Our analysis of oral viromes provides the first evidence of sex-specific differences among human viral communities but might have been predicted by gender-specific differences seen in prior studies examining bacterial biota (Kovacs et al., 2011; Gomez et al., 2012; Markle et al., 2013). Sex-specific differences previously have been observed in the bacterial biota of human hand surfaces (Staudinger et al., 2011), the forearm (Fierer et al., 2008), the gut (Mueller et al., 2006; Li et al., 2008) and the subgingival crevice (Slots et al., 1990; Schenkein et al., 1993; Umeda et al., 1998; Kumar 2013). Oral bacteria have been observed to change with periods of major hormonal fluctuations, such as puberty or pregnancy, and the hormonal changes may have a causative role in this observation of diversion of microorganisms by sex (Kumar, 2013). In this study, variance among viromes was explained by differences in sex of the host more so than variance among individuals (Table 2). Although there were only eight subjects in this study, the multitude of time points sampled allowed for comparisons among 77 different viromes (88 minus 11 viromes that would represent intrasubject comparisons), providing a robust data set for discerning differences according to gender. The P-values for both males and females were highly significant (Table 2) and were strongly suggestive of an association between host sex and virome composition.

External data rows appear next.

PR #1429, opened 2018-04-19
Debug resolution tests during image file upload

guins:
Hi, 
I came across the bug where resolution tests where always true.
Here's what I changed :

1/ I added `resolution: settings.resolution` to the Field options so the `resolution` is actually available within the `accept` callback (`ACCEPT_FUNC`). Because the `accept` callback is always overridden in the Field constructor and the `resolution` option wasn't passed down here.

2/ I made sure the resolution tests are executed :
- Made sure it's an image as the resolution tests only make sens for images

The oral microbiome has been hypothesized to have a role in the development of periodontal disease (Huang et al., 2011; Ge et al., 2013; Wade, 2013); however, the role of viruses as members of the oral microbiome has not been elucidated. Our findings that human oral viruses are personalized features of each individual’s microbiome and that viruses are persistent members of the oral microbiome suggests that viruses have important roles in the oral ecosystem. Viruses have the potential to eradicate certain cellular hosts or to provide them with beneficial gene functions such as beta lactamases (Figure 1); thus, human oral viruses may help to shape the natural history of oral microbiome membership. The sex specificity we identified in oral viruses suggests that viral communities respond to the same potentially hormone-driven signals that govern the sex specificity also found in bacterial communities on the skin (Fierer et al., 2008; Staudinger et al., 2011), gut (Mueller et al., 2006; Li et al., 2008) and the oral cavity (Slots et al., 1990; Umeda et al., 1998). Understanding the impact of environment and genetics on human microbiota may be critical to the evaluation of disease processes such as chronic periodontitis. While human viral communities have largely been considered a biological dark matter due to a relative dearth of knowledge regarding their ecology, our data have identified a personal, persistent and gender-specific nature to human oral viruses that suggests an important interplay between host genetics and environment, which ultimately may be important for human health and disease.